P.S. - list of the college which are least significant and spend crores of money on advertisement and they are never able to make to the top list of any survey(until they pay for it)!!!
eg 

galgotias university(not affiliated to aicte)
lovely professional university
sharda university
sikkim manipal university
manavrachna university

rule of thumb 
1)"the more a university spends on the advertisement, more a crap university it is". Such universities are made to suck the money in your pocket........only
2)the government engineering colleges are better than the private engineering colleges.

one more thing that i want to suggest to these students that please don't believe any one of your own age on the suggestions given to you by your friends. always ask it on the forum because the person of your own age would only misguide you.


----------



## Nerevarine (Apr 28, 2013)

*Re: for class 12th pcm group, engineering aspiring students.........(quality of an engineering colle*

thanks for the list.. really helpful


----------



## cooldude94 (Apr 29, 2013)

*Re: for class 12th pcm group, engineering aspiring students.........(quality of an engineering colle*

Is vit not a good college i thought it is better than manipal university ?


----------



## cyberteen (Apr 29, 2013)

*Re: for class 12th pcm group, engineering aspiring students.........(quality of an engineering colle*



cooldude94 said:


> Is vit not a good college i thought it is better than manipal university ?



Yup, even me having the same doubt... What do you guys think about vit??


----------



## Shah (Apr 29, 2013)

*Re: for class 12th pcm group, engineering aspiring students.........(quality of an engineering colle*

^If you're a north indian, you'll have a bad time in VIT than other students. This is what I got when I asked some students of VIT.


----------



## cooldude94 (Apr 29, 2013)

*Re: for class 12th pcm group, engineering aspiring students.........(quality of an engineering colle*

How is the college overall compared to manipal ? like in studies and placements ?


----------



## Shah (Apr 29, 2013)

*Re: for class 12th pcm group, engineering aspiring students.........(quality of an engineering colle*



cooldude94 said:


> How is the college overall compared to manipal ? like in studies and placements ?

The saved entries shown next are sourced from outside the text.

PR #19581, opened 2022-04-01
Fix whitespace noise in Locale::MakeText

toddr:
Bump to 1.31 for release to CPAN.

### DIFF
--- a/dist/Locale-Maketext/ChangeLog
+++ b/dist/Locale-Maketext/ChangeLog
@@ -1,8 +1,12 @@
 Revision history for Perl suite Locale::Maketext
 
+2022-04-14
+   * Release 1.31 to CPAN
+   * White space cleanup.
+
 2022-01-14
    * Release 1.30 to CPAN
-   * Provide alternate methods allowlist and denylist for 
+   * Provide alternate methods allowlist and denylist for
      whitelist and blacklist, respectively
 
 2020-01-19
--- a/dist/Locale-Maketext/lib/Locale/Maketext.pm
+++ b/dist/Locale-Maketext/lib/Locale/Maketext.pm
@@ -25,7 +25,7 @@ BEGIN {
 }
 
 
-our $VERSION = '1.30';
+our $VERSION = '1.31';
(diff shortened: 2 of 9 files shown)


atoomic (approved):

atoomic:
need a version bump view: `porting/cmp_version.t `

atoomic (changes requested):
please bump version

jkeenan:
@toddr, I am very grateful that you have taken on the task of preparing Locale-Maketext for an updated release on CPAN -- but I think you're going about this backwards.

As is indicated by its positioning under `dist/` in the core distribution, Locale-Maketext is **blead-first**, not CPAN-first.  Changes should be made in the core distribution first, tested and verified there, then propagated out to CPAN.  If one follows this procedure, and if the changes entail modification of a `*.pm` or `*.xs` file, then `$VERSION` needs to be bumped in blead.  It can then be released on CPAN without further modification of `$VERSION`.

What you have done is to take Locale-Maketext version 1.30 from blead and then made more changes in the CPAN version -- changes which include changes in a `*.pm` file.  As @atoomic has pointed out, this means that if you try to import CPAN back into blead (as per this pull request), you need a version bump.  But I really hate to see unnecessary "devel version" numbers like 1.30_01 in the core distribution, particularly as we get close to our annual production release.  It just seems sloppy.

So why not simply make your whitespace changes in blead, bump `$VERSION` in `dist/Locale-Maketext/lib/Locale/Maketext.pm` to `1.31`, then release *that* to CPAN with no further modification of `$VERSION`.  That way, blead and CPAN end up with the same `$VERSION`.

toddr:
@jkeenan Bumped to 1.31 and changed the commit message.

atoomic (approved):
This LGTM and seems to have fixed concerns raised by @jkeenan 
thanks for the update

jkeenan:
toddr:lmt-130 branch rebased on blead, merged into blead, pushed to repo in commit f5469426bb.  Closing this ticket.  Thank you very much.

PR #19584, opened 2022-04-04
Add the new flow-control keywords to perlfunc.pod

leonerd:


demerphq:
LGTM. 

One minor comment, maybe it would be good to split this patch into two. One to make the list of control keywords a list of one per line to make the list diff friendly, and then a second to add the new items. Lists like this are a pain to read through diffs. This content isn't for a human as far as I understand it, so it shouldn't matter how its structured. Not a big deal but since you are changing this it might be a good time to take the opportunity to make it more diff friendly.

leonerd:
I'll reshape it in this PR; I don't see much need to do two separate PRs for it. Also added `isa` which I realised I'd forgotten.

Force-pushed; PTAL.

demerphq:
FWIW, I didnt mean you should make two PR's just to break the PR into two commits, one to reorder, and then one to add the new stuff. I guess "patch" is a bit ambiguous.

demerphq (approved):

I am not sure about it, bro.


----------



## abhishek01041989 (Apr 29, 2013)

*Re: for class 12th pcm group, engineering aspiring students.........(quality of an engineering colle*

i want to give a direction to the discussion. the basic idea is here should not be any discussion between the "apples vs apples". according to the first thread in this discussion i have specified that "99% of the tier III colleges are crap"

now let me elaborate

you pay some money to some college and ask them to take care of your "engineering education". now why would they be interested in imparting a quality education to any of its customers where the customer has already paid for the services. the college would provide the "worst kind of the teachers and the services to save every penny"

i have started this thread in a hope that no one else waste' his money after getting admitted to the "crap engineering college whose review follows" 

Abhishek Kumar Pandey's answer to Computer Science: What are the worst things about studying Computer Science/Engineering in a Tier-3 Engineering institute? - Quora

i had to cry for long 4 years and i dont want others to cry like me. 4 years are really long span of your life.
i had taken all the precautions to get away from the crap engineering colleges, for which i had asked the pass outs of the college but they were so much shy to cover the bad aspects of the college that it ruined my 4 years

such a type of the deceive can only be figured out if you use the forums on the internet and by using your own intelligence to analyse all the discussion on the forum, and by reframing same questions (how ever stupid the question appears to you, it can save your life). 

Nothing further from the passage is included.